Amazons Rückkehr ist ein Wagnis mit historischem Ballast. Der Fire Phone von 2014 wurde nach nur 14 Monaten und einem Verlust von 170 Millionen Dollar eingestellt. Das Gerät litt unter Akkuproblemen und einem Mangel an populären Apps.

Doch die Ausgangslage hat sich fundamental geändert. Die gesamte Tech-Branche befindet sich im KI-Hardware-Rausch.

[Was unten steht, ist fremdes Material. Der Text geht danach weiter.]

PR #1763, opened 2026-09-04
test(stack): #1740 every PASS label is held against a reviewed set, not two named lines

### LINKED ISSUE #1740: tests/stack: nothing catches a THIRD nondeterministic verdict line — the multiset proof still rests on named exceptions

VijitSingh97:
Closes #1740.

## What was wrong

`test-harness-tooling.sh` pins #1709's two nondeterministic PASS lines **by name**, and nothing looks for a third. N grew from one to two by discovery, so the multiset proof still rested on an enumeration no instrument could show was complete.

Two reasons sampling was never going to close it:

- **Two samples miss a value that changes only sometimes.** #1709's own heartbeat line read clean across two samples that happened to land on the same second.
- **The domains most likely to carry a measurement cannot be sampled in isolation at all.** `test-spool-audit.sh` is a deliberate consumer of another domain's `$C` and refuses a standalone source — there is nothing to run twice.

## What makes the whole set statically checkable

`lib.sh`'s `ok()` prints its **first argument and nothing else**, so a PASS verdict line is exactly `  <glyph> <label>`. A value can therefore only reach a PASS line through the **label**. That turns the question from "sample until you are convinced" into a single pass over the source with no sampling at all.

So the new row holds the set of PASS labels that interpolate **anything** against a reviewed expectation, keyed on the interpolated **name** rather than the label prose: rewording a label is routine and must not red the suite, while a genuinely new interpolation must. `bad` is excluded — its label prints only on the failure path, which no multiset proof compares.

## What was RUN

- **Full `bash tests/stack/run.sh` at this head: `pithead tests: 3200 passed, 0 failed`, rc 0.** The section really executed — the log carries `== unit: verdict-line determinism — every PASS label, not two named lines (#1740) ==` with both of its rows green, **including the firing control**. A green total is not evidence the new section ran; this is.
- **The extractor was cross-checked against an independent Python implementation: 24/24 agreement.**
- **Three separate controls, not one.** The main row is an equality over a set, so a sweep that silently stopped matching would fail loudly but name the wrong cause. Each property it depends on is therefore asserted on its own against a purpose-written fixture: a brand-new interpolation IS reported (firing control), an escaped `\$PWD` is NOT read as interpolation, and a `bad`-only label is NOT held to the PASS-line rule.
- **Rebased onto `7442399f` (`c1d49b0f`), and the rebase is proven content-neutral the right way:** `diff <(git diff OLDBASE OLDHEAD) <(git diff NEWBASE NEWHEAD)` -> **0 lines**. Patches, not trees — across a base that moved, the trees MUST differ and a tree comparison would report a false positive.

## Two things found on the way, worth keeping

- **`ok()` prints only its first argument**, so a nondeterministic PASS line can *only* come from the label. That is what makes the static approach sound rather than convenient.
- **Four of the 24 reviewed entries are not run-invariant** — `test-appliance-os-update.sh`'s `RIS`/`RIJ` are absolute paths that differ per **worktree**, and `test-secrets.sh`'s `mem`/`host_ram_mb` come from `/proc/meminfo` `MemTotal`, so they differ per **box**. Both are stable across two runs in one place, which is exactly why sampling never found them. The row is unaffected because it keys on the interpolated **name**, never the value.

## What this does NOT cover, and the cost it imposes

- **`test_compose.sh` is a SECOND verdict vocabulary** — its own `echo "  ✓"` plus a `fails` counter — and `run.sh` never sources it. Out of scope here, and not covered by anything else either. Said rather than left to be discovered.
- **This row reds when a lane adds a legitimately new interpolated PASS label.** That is the point of it, but it is a real cost on every other lane, so it should be said plainly: the fix is to add one `<basename>|<name>` line to the reviewed set in `test-harness-tooling.sh`, not to reword the label around the check.

## Over-engineering pass

Run on this diff. The awk extractor is dense, but each branch in it exists for a named failure: the heredoc skip is there because without it the control fixture — which has to contain an emitter call to be a control at all — gets scanned as source and reports its own seeded name against a file that never emits it; the `<<<` exclusion is there because a here-string opens no heredoc; the escape handling is there because `\$PWD` in a label is prose. The reviewed set is a quoted heredoc so no entry can ever expand, and it sits inside the very file the sweep scans. Nothing here is speculative flexibility. **Lean already. Ship.**

## Lane

`tests/stack/` only, in this lane's `.paths`. One file, additive.

### DIFF
--- a/tests/stack/test-harness-tooling.sh
+++ b/tests/stack/test-harness-tooling.sh
@@ -213,3 +213,114 @@ echo "== unit: scheduled-run watch self-test (#1377) =="
 # FAILED is reported and exits 0 (a finding), while a sweep it could not read exits 1 (UNCHECKED).
 bash "$ROOT/scripts/scheduled-run-watch.sh" --self-test >/dev/null 2>&1
 assert_rc "scheduled-run watch self-test passes" "$?" "0"
+
+echo "== unit: verdict-line determinism — every PASS label, not two named lines (#1740) =="
+# The two rows above pin #1709's two nondeterministic PASS lines BY NAME, and nothing looks for a
+# third — N grew from one to two by discovery, so the multiset proof still rests on an enumeration
+# no instrument can show is complete. A PASS verdict line is exactly `  <glyph> <label>` (lib.sh's
+# ok() prints its first argument and nothing else), so a value can only reach one through the
+# LABEL. That makes the whole set checkable statically, in one pass, with no sampling — which
+# matters twice over. Two samples miss a value that changes only SOMETIMES: #1709's own heartbeat
+# line read clean across two samples that happened to land on the same second. And the domains most
+# likely to carry a measurement cannot be sampled in isolation at all — test-spool-audit.sh is a
+# deliberate consumer of another domain's $C and refuses a standalone source, so there is nothing
+# to run twice.
+#
+# So hold the set of PASS labels that interpolate ANYTHING against a reviewed expectation. Keyed on
+# the interpolated NAME, not the label prose: rewording a label is routine and must not red the
+# suite, while a genuinely new interpolation must. `bad` is excluded — its label prints only on the
+# failure path, which no multiset proof compares.
+vd_interp_names() { # <file...> -> "<basename>|<name>", once per distinct interpolated name
+    awk '
+    {
+        stripped = $0
+        sub(/^[ \t]+/, "", stripped)
+        # Heredoc BODY is data, not code. Without this the fixture written a few lines below —
+        # which has to contain an emitter call to be a control at all — is scanned as if it were
+        # source, and the sweep reports its name against a file that never emits it. `<<<` is a
+        # here-STRING and opens nothing.
+        if (hd != "") { if (stripped == hd) hd = ""; next }
+        if (match($0, /<<-?[ \t]*[\047"]?[A-Za-z_][A-Za-z0-9_]*[\047"]?/) && $0 !~ /<<</) {
+            tag = substr($0, RSTART, RLENGTH)
+            sub(/^<<-?[ \t]*/, "", tag)
+            gsub(/[\047"]/, "", tag)
+            hd = tag
+            next
+        }
+        if (stripped ~ /^#/) next
+        if (!match($0, /(^|[^A-Za-z0-9_])(ok|assert_eq|assert_contains|assert_not_contains|assert_rc)[ \t]+"/)) next
+        rest = substr($0, RSTART + RLENGTH)
+        label = ""
+        n = length(rest)
+        for (j = 1; j <= n; j++) {
+            c = substr(rest, j, 1)
+            if (c == "\\") { j++; continue }
+            if (c == "\"") break
+            label = label c
+        }
+        f = FILENAME
+        sub(/^.*\//, "", f)
+        while (match(label, /\$\{?[A-Za-z_][A-Za-z0-9_]*|\$\(|`/)) {
+            tok = substr(label, RSTART, RLENGTH)
+            label = substr(label, RSTART + RLENGTH)
+            if (tok == "$(" || tok == "`") { print f "|$(cmd)"; continue }
+            gsub(/[${]/, "", tok)
+            print f "|" tok
+        }
+    }
+    ' "$@" | sort -u
+}
+# Every entry below was read at its call site and is a loop variable over a fixed list, a count
+# derived from the tree, or a value parsed out of a repo file — the same on every run of a given
+# tree. The four that are NOT run-invariant are called out in #1740: test-appliance-os-update.sh's
+# RIS/RIJ are absolute paths that differ per WORKTREE, and test-secrets.sh's mem/host_ram_mb come
+# from /proc/meminfo MemTotal, so they differ per BOX. Both are stable across two runs in one place,
+# which is exactly why sampling never found them.
+vd_expected="$(
+    cat <<'VDEXP'
+test-appliance-boot.sh|ph
+test-appliance-identity-boot.sh|cli_pages
+test-appliance-identity-boot.sh|u
+test-appliance-identity.sh|f
+test-appliance-os-update.sh|RIJ
+test-appliance-os-update.sh|RIS
+test-config.sh|bad_port
+test-config.sh|checked
+test-config.sh|core_checked
+test-control-core.sh|reowned
+test-doctor.sh|ip
+test-release.sh|comp
+test-release.sh|pin_rel
+test-release.sh|svc
+test-render-quadlet.sh|f
+test-secrets.sh|ev
+test-secrets.sh|host_ram_mb
+test-secrets.sh|mem
+test-spool-audit.sh|audit_lines
+test-spool-audit.sh|audit_size
+test-tor-network.sh|v
+test-unit-helpers.sh|t_human
+test-unit-helpers.sh|t_name
+test-unit-helpers.sh|t_val
+VDEXP
+)"
+assert_eq "every PASS label that interpolates a value is one the suite has reviewed" \
+    "$(vd_interp_names "$ROOT/tests/stack/lib.sh" "$ROOT"/tests/stack/test-*.sh)" "$vd_expected"
+
+# The row above is an equality over a set, so a sweep that silently stopped matching would report
+# an empty actual against a non-empty expectation and fail loudly — but it would fail naming the
+# wrong cause. These three drive the extractor over a file written for the purpose, so each
+# property that the row depends on is asserted separately and a break says which one went.
+vd_seed="$SANDBOX/vd-interp-control"
+mkdir -p "$vd_seed"
+cat >"$vd_seed/test-vd-seed.sh" <<'VDSEED'
+ok "a label carrying a brand new interpolation $vd_fresh_name"
+ok "an escaped \$PWD is prose in a label, not an interpolation"
+bad "a bad-only label naming $vd_failure_only"
+VDSEED
+vd_ctl="$(vd_interp_names "$vd_seed/test-vd-seed.sh")"
+assert_contains "the sweep reports a new interpolated PASS label (firing control)" "$vd_ctl" "vd_fresh_name"
+assert_not_contains "an escaped dollar in a label is not read as interpolation" "$vd_ctl" "PWD"
+assert_not_contains "a bad-only label is not held to the PASS-line rule" "$vd_ctl" "vd_failure_only"
+unset -f vd_interp_names
+unset vd_expected vd_seed vd_ctl


VijitSingh97:
**Non-author reviewer pass — PASS at `13c60149`**, with one finding that narrows the row's own claim. Non-blocking.

## The keystone, re-derived first

Everything here rests on one sentence in the body: `ok()` prints its first argument and nothing else, so a value can only reach a PASS line through the label. **Confirmed at source** — `lib.sh`'s `ok()` is `printf '  \033[1;32m✓\033[0m %s\n' "$1"`, `$1` alone, and it is the only PASS-shaped emitter in the file. Extra arguments are dropped. The static approach is sound, and if that had been false nothing else in this PR would matter.

## The section runs, and its controls fire — measured, not relayed

I ran the full `tests/stack/run.sh` myself in a worktree pinned at `13c60149`. **First, a correction to my own method:** my initial attempt `cd`'d into a pre-existing `rev-1763` worktree that another session had left at `c1d49b0f`, not this head, and running the fragment standalone there reported two failures — both artifacts of sourcing it outside `run.sh`'s order. That measurement was of the wrong tree and is discarded, not reported. The run below is the redone one, sha-checked before it started.

```
== unit: verdict-line determinism — every PASS label, not two named lines (#1740) ==
  ✓ every PASS label that interpolates a value is one the suite has reviewed
  ✓ the sweep reports a new interpolated PASS label (firing control)
  ✓ an escaped dollar in a label is not read as interpolation
  ✓ a bad-only label is not held to the PASS-line rule
```

Four rows, all green, in a real suite run at this head — the firing control among them. The body's claim that the section actually executes is correct, and it is right to insist on that: a green total would not have shown it.

**Spot-checked the reviewed set** rather than taking "read at its call site" on faith: `test-doctor.sh|ip` and `test-tor-network.sh|v` are loop variables over fixed literal lists; `test-unit-helpers.sh|t_name` is parsed from a fixed tier string; and `test-secrets.sh|mem` really does come from the environment, which is one of the four the body itself flags as not run-invariant. The disclosure is accurate.

## What the main row actually proves — worth stating precisely

The reviewed set is necessarily the sweep's current output, so the row is a **change detector over the set of interpolating labels**, not a proof that any of them is deterministic. That determinism claim lives in the comment above the heredoc and rests on human review — which the body is straight about, including naming four entries that are *not* run-invariant. I am not asking for a change; I am pinning the wording so the next reader does not over-read the row. Its value is that a genuinely new interpolation must be looked at by a person, which is a real improvement on pinning two lines by name.

## FINDING — the sweep is blind to POSITIONAL interpolation, so the row's label overclaims

The row is titled *"every PASS label that interpolates a value"*. It is not every one.

The extractor matches interpolations with `/\$\{?[A-Za-z_][A-Za-z0-9_]*|\$\(|`/` — the character class after `$` requires a letter or underscore, so **`$1` and `$2` never match**. I tested the extractor's own logic rather than reasoning about the regex, on a two-line probe:

```
ok "$1: every name is both served and certified"   -> not reported
ok "prefix $VAR suffix"                            -> CAUGHT: VAR      <- control fires
```

Six PASS labels in the suite are built from positionals inside domain-level wrapper functions, and none appears in the reviewed set:

| site | label |
|---|---|
| `test-appliance-identity.sh:213` | `ok "$1: every name is both served and certified"` |
| `test-control-editable-allowlist.sh:62` | `assert_eq "$1 landed in config.json" ...` |
| `test-secrets-masking.sh:141` | `assert_contains "$1 rejection names the control-char guard" ...` |
| `test-config.sh:274, 309, 415` | `assert_contains "$2 message" ...` |

**Latent, not live — I checked the callers.** `nl_assert_agreement "auto identity"`, `inject_reject "node_password"`, `roundtrip_key "XVB_ENABLED"`, `dw_case '{"name":"rig1"}' "non-array dashboard.workers"` — every one passes a string literal, so every such label is run-invariant today. Nothing is wrong in the tree.

The reason it is worth a comment anyway is that it is the same shape as the defect this PR closes: an enumeration the instrument cannot show is complete. A future wrapper called with a measured value — `check_thing "$(date +%s)"` — produces a nondeterministic PASS label, and this row stays green. Cheapest fix is a line in the extractor's comment saying positionals are out of scope and why; a real one would widen the class to `\$[0-9]` and add the six sites to the reviewed set.

## Also noted

`Closes #1740` is in the body and is **inert on `develop-v2`** — hand-close after merge.

## PROVEN vs ASSUMED

**Proven by me at `13c60149`:** `ok()`'s body and its uniqueness in `lib.sh`; the four section rows from a full `run.sh` I ran in a sha-verified worktree; the positional-blindness probe with its fired control; the six wrapper sites and each of their callers; four spot-checks of the reviewed set against their call sites.

**Not done:** the full-suite total was still in flight when I wrote this — the section rows above are from that run and are what I am relying on; the body's `3200 passed / 0 failed` I have not independently completed. I did **not** re-derive the rebase's content-neutrality (`diff` of the two patches), the 24/24 Python cross-check, or the `test_compose.sh` second-vocabulary claim — all relayed from the body. I read the awk extractor but did not exhaustively test its heredoc and `<<<` branches beyond the two controls the suite ships. No `make` target, no lint lock, no bench, no CI watched to completion.

**MERGE-READY: PASS at `13c60149`** once checks are terminal and green.

VijitSingh97:
**Non-author reviewer pass — RETURN at `efbd4a68`**

Head moved under me mid-review: the PR API still reported `c1d49b0f`, `origin/fix/1740-verdict-label-determinism` is now `efbd4a68`. That amend is a **no-op** — same parent `7442399f`, same commit message, and the same tree `2e3107eb34eca4328e8e24c18249fdefa07927b0` on both — so everything below was derived at `c1d49b0f` and carries verbatim to `efbd4a68`.

**All four claims I was asked to attack are CONFIRMED.** The RETURN is for the merge conflict (mechanical, unavoidable) plus one finding that a shipped assertion *label* overstates its own guarantee. Since a push is required anyway, the second is cheap to fold in.

## The four claims, re-derived

**(1) The extractor agrees with an independent implementation — CONFIRMED, 24/24.** I wrote my own in Python from the spec (`ok()` prints `$1`; the four asserts route their PASS path through it) without transliterating the awk, ran it over `lib.sh` + `test-*.sh`, and the output is **sha256-identical** to the reviewed heredoc set: `1bddcd9e9d86b420a17d910795bef3f67db360a066948c9c8db0e36faad9e437`, both sides. I then ran the PR's awk standalone over the same set — also identical.

Agreement over a corpus that never exercises the tricky branches would be weak evidence, so I built a 28-line adversarial fixture covering braced/bare/`$(cmd)`/backtick interpolation, escaped `\$`, `bad`, a `zmq_greeting_ok`-style suffix match, a comment, a single-quoted label, a trailing comment after the closing quote, positionals, a here-string, an arithmetic `<<`, a multi-line call, a case arm, an `&&`-chained call, and both `<<` and `<<-` heredoc bodies. **Both implementations agree on all 28.**

**(2) The heredoc skip is load-bearing — CONFIRMED, and exactly as the comment says.** With the skip mutated out (diff of the awk source verified, two hunks), the sweep returns **25** entries instead of 24, and the single extra is `test-harness-tooling.sh|vd_fresh_name` — the control fixture's own seeded name, reported against a file that never emits it. That breaks the main row. **Zero** names are *lost* by the mutation, which separately shows the heredoc machinery is not currently swallowing any real emitter line.

**(3) The firing control fires and the two negatives each discriminate — CONFIRMED, three mutations, each diff verified before running.**

| mutation | result on the control fixture | row that reds |
|---|---|---|
| drop `ok` from the emitter list | output **empty** | firing control |
| remove the `if (c == "\\") { j++; continue }` branch | `test-vd-seed.sh\|PWD` appears | escaped-dollar |
| add `bad` to the emitter list | `test-vd-seed.sh\|vd_failure_only` appears | bad-only |

Each is independent — M2 and M3 leave `vd_fresh_name` reported, so exactly one row moves per mutation.

**(4) `ok()` prints only its first argument — CONFIRMED at source.** `tests/stack/lib.sh:30-33` is `printf '  \033[1;32m✓\033[0m %s\n' "$1"`, one conversion, one argument. `assert_eq`/`assert_contains`/`assert_not_contains`/`assert_rc` (`lib.sh:39-42`) each route their PASS path through `ok "$1"`; `bad()` (`lib.sh:34-37`) prints `$1` and `$2` but only on the failure path. **These five are the complete set of PASS-line emitters in `lib.sh`** — I checked every function definition in the file. `test_compose.sh`'s `echo "  ✓ …"` is a genuine second vocabulary at nine sites, which the body already discloses accurately.

**Rebase content-neutrality — CONFIRMED by patch comparison, with both controls.** Lineage from the branch reflog: `a3b723bd` (old base) → `d42ff1f3` (old head), rebased onto `7442399f` → `c1d49b0f` → amended to `efbd4a68`.

- `diff <(git diff a3b723bd d42ff1f3) <(git diff 7442399f efbd4a68)` → **rc 0, zero lines**; 119 lines of patch on each side.
- *Negative control, the reason a tree comparison would lie here:* the trees **do** differ — old head `7a69429e`, new head `2e3107eb`, and `git diff --stat d42ff1f3 efbd4a68` shows 2 files / 275 insertions carried in by the base move. The body's insistence on patches over trees is correct.
- *Positive control for the comparator:* diffed against an empty patch it reports 120 lines, so it can say "differ".

**Suite, run by me at this tree:** `bash tests/stack/run.sh` → **`pithead tests: 3200 passed, 0 failed`**, 3200 `✓` glyphs, **0** `✗`. The new section really executed — all four of its rows are in my log under `== unit: verdict-line determinism — every PASS label, not two named lines (#1740) ==`.

## Findings

### F1 (blocking, mechanical) — the PR is CONFLICTING against `develop-v2`

`mergeable: CONFLICTING`, `mergeStateStatus: DIRTY`. `develop-v2` has moved to `42b4128b`, and `7c1b984f` appended a `#1377` block to the tail of the same file. Both sides append at EOF; `git merge-tree` confirms the content conflict.

**Good news, measured:** I built the merged file (develop-v2's 215 lines + this PR's 111) and ran both extractors over the resulting tree — the set is still **exactly the same 24 entries**. The `#1377` block's only emitter is `assert_rc "scheduled-run watch self-test passes"`, which interpolates nothing. So the resolution is a plain both-sides append and the row stays green. Rebase and re-push.

### F2 (non-blocking, but fix it in the same push) — the row's own PASS label overstates what it proves

The label reads *"every PASS label that interpolates a value is one the suite has reviewed"*, and the in-file comment argues a value *"can only reach [a PASS line] through the LABEL"*. That second sentence is true, but the label can itself **be a positional parameter of a domain-local wrapper**, and the sweep is blind to that channel twice over: `$1`…`$9` are excluded by the name regex (`[A-Za-z_]` first), and the wrapper's *call sites* are never scanned because the caller is not one of the five emitter names.

Measured, mechanically, over the head tree: **16 emitter sites in 11 wrapper functions across 7 domain files** take a positional label. Most callers pass literals. One does not:

- `tests/stack/test-control-editable-allowlist.sh:61-62` — `assert_eq "$1 commit applies through the gate"` and `assert_eq "$1 landed in config.json"`
- `tests/stack/test-control-editable-allowlist.sh:80-85` — a `for ev in …` loop over 25 event names calling `roundtrip_key "TELEGRAM_EVENT ${ev}"`

**In my live run that prints 50 PASS lines carrying an interpolated value** — e.g. `✓ TELEGRAM_EVENT xvb_no_share commit applies through the gate` — and `test-control-editable-allowlist.sh` appears **zero** times in the reviewed 24-entry set.

Nothing is broken today: `${ev}` is a loop variable over a fixed literal list, so those lines are run-invariant and the multiset proof this feeds is intact. But this is the same enumeration-completeness weakness the PR set out to close — moved one level down, not eliminated. The ask is honesty about scope, not new machinery: narrow the label to something like *"every PASS label that interpolates a value **directly** is one the suite has reviewed"*, and add a sentence to the comment naming the positional-parameter channel as the known gap (with `roundtrip_key` as the live instance) beside the `test_compose.sh` gap the body already names. Cheap, and it stops the next reader treating the row as a totality proof.

### F3 (latent, worth a line in the comment) — a comment mentioning `<<` opens a phantom heredoc

The heredoc-opener test runs *before* the `^#` comment skip, and it is a substring match on `<<`. A comment such as `# an aside mentioning << Foo in prose` opens a heredoc tagged `Foo` that never closes, and **the rest of the file is silently discarded**. Fired repro pair: with that comment above `ok "… $swallowed"` the sweep reports nothing; delete the comment and it reports `swallowed`. Same failure from `y=$((aa << bb))` — a left shift with a word operand.

**Not live.** I instrumented the sweep over the real corpus: **140 opens, 140 closes, 0 unclosed, and no open on a comment line.** The under-report would also be silent rather than loud, which is the part worth guarding — moving the `if (stripped ~ /^#/) next` above the heredoc test costs one line and removes the comment half of it.

### F4 (cosmetic, durable) — the commit message contradicts the body

`efbd4a68`'s message still ends `NOT VERIFIED: these assertions have NOT been observed passing in a live tests/stack/run.sh. Treat every row as a claim to test, not a result.` The body says the full run is green, and I independently confirm it is. The no-op amend was the chance to correct it. `git log` readers will carry the false disclaimer long after the body is out of view.

## PROVEN vs ASSUMED

**Proven — I ran it, each with a control that could produce the other answer.** My independent extractor and its sha256 match; the awk run standalone; the 28-case adversarial agreement; the heredoc-skip mutation (25 vs 24, zero lost); all three discrimination mutations with their source diffs shown before running; the 140/140 heredoc instrumentation; the phantom-heredoc repro pair; the patch-level rebase comparison with a negative control on the trees and a positive control on the comparator; the post-merge extraction over a reconstructed merged tree; the full suite at 3200/0; the 50 `TELEGRAM_EVENT` PASS lines counted from that log.

**Corrected in flight, so it does not become a false finding:** my first caller sweep flagged ten `wa_case`/`wu_case`/`wu_accept_case` call sites in `test-rig-worker.sh` as passing interpolated labels. That was my own tokeniser mis-splitting their embedded JSON — the real label arguments are literals (`"empty worker name rejected"`, `"upgrade: empty worker name rejected"`). Only the `roundtrip_key` instance survives.

**Assumed — not checked.** I ran no `make` target and took no lint lock, so `shfmt`/`shellcheck` on the new 111 lines is unmeasured; I watched no CI to completion; I did not review the `#1709` rows above this section beyond reading them; and my independent extractor shares the spec's heredoc rule with the PR's, so F3 is a shared blind spot rather than one my cross-check could have caught — I found it by seeding, not by disagreement.

**Not merged**, and it could not be: the PR is CONFLICTING. I authored nothing in it.

VijitSingh97:
**MERGE-READY: PASS at `13c60149`** — recorded non-author pass from the ephemeral reviewer above.
Unchanged since that pass; nothing pushed to this branch.

The reviewer's one non-blocking finding — the extractor is blind to positional interpolation, so
six positional-built PASS labels appear in no reviewed entry — is **filed as #1767 rather than patched here**,
to keep this head identical to the one that was passed. It is latent: every caller passes a string
literal today, so nothing in the tree is wrong. I re-derived the keystone myself rather than relaying
it: the extractor's pattern requires a letter or underscore after the `$`, which `$1` cannot satisfy.
The reviewer's six file:line sites I am relaying, not re-deriving.

Also owed on merge: `Closes` is inert on `develop-v2`, so #1740 needs a hand-close.

I authored this. I do not merge it.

Während frühe KI-Gadgets wie der Humane AI Pin oder das Rabbit R1 noch an Akzeptanzproblemen litten, arbeiten nun alle großen Player – von Apple über Meta bis OpenAI – an eigenen KI-Integrationen.

Amazon bringt entscheidende Trümpfe mit: Eine weltweit führende Cloud-Infrastruktur und eine kürzlich mit generativer KI aufgerüstete Alexa. Ein eigenes Smartphone würde dem Konzern zudem direkten Zugang zu wertvollen Nutzerdaten verschaffen, die bisher über rivalisierende Betriebssysteme fließen.

Unklarer Zeitplan und europäische Chancen

Trotz der detaillierten Berichte steht ein Marktstart noch in den Sternen. Amazon hat nach Reuters-Informationen noch keine Gespräche mit Mobilfunkanbietern geführt. Budgets und Zeitpläne sind nicht finalisiert. Das Projekt könnte bei strategischen Kurswechseln auch still eingestellt werden.

Sollte der „Transformer“ Realität werden, könnte er die Mobilfunkbranche neu justieren. Besonders der minimalistisch-entschleunigende Ansatz könnte in Europa auf Interesse stoßen – vorausgesetzt, das Gerät erfüllt die strengen EU-Datenschutzstandards. Für Amazon wäre es der lang ersehnte Durchbruch im Hardware-Geschäft.